PR #63, opened 2020-04-14
create mkdir utility function

rmudambi:


setup.py
```diff
@@ -47,6 +52,11 @@
         """,
 
         install_requires=install_requires,
+        tests_require=test_requirements,
```
collijk, line 55: Don't do tests_require.  We don't use setup.py to run tests.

Exercise goal -
The required output is a copy of each line in the records where the string "setup" occurs.

Response to the exercise -
setup.py
collijk, line 55: Don't do tests_require.  We don't use setup.py to run tests.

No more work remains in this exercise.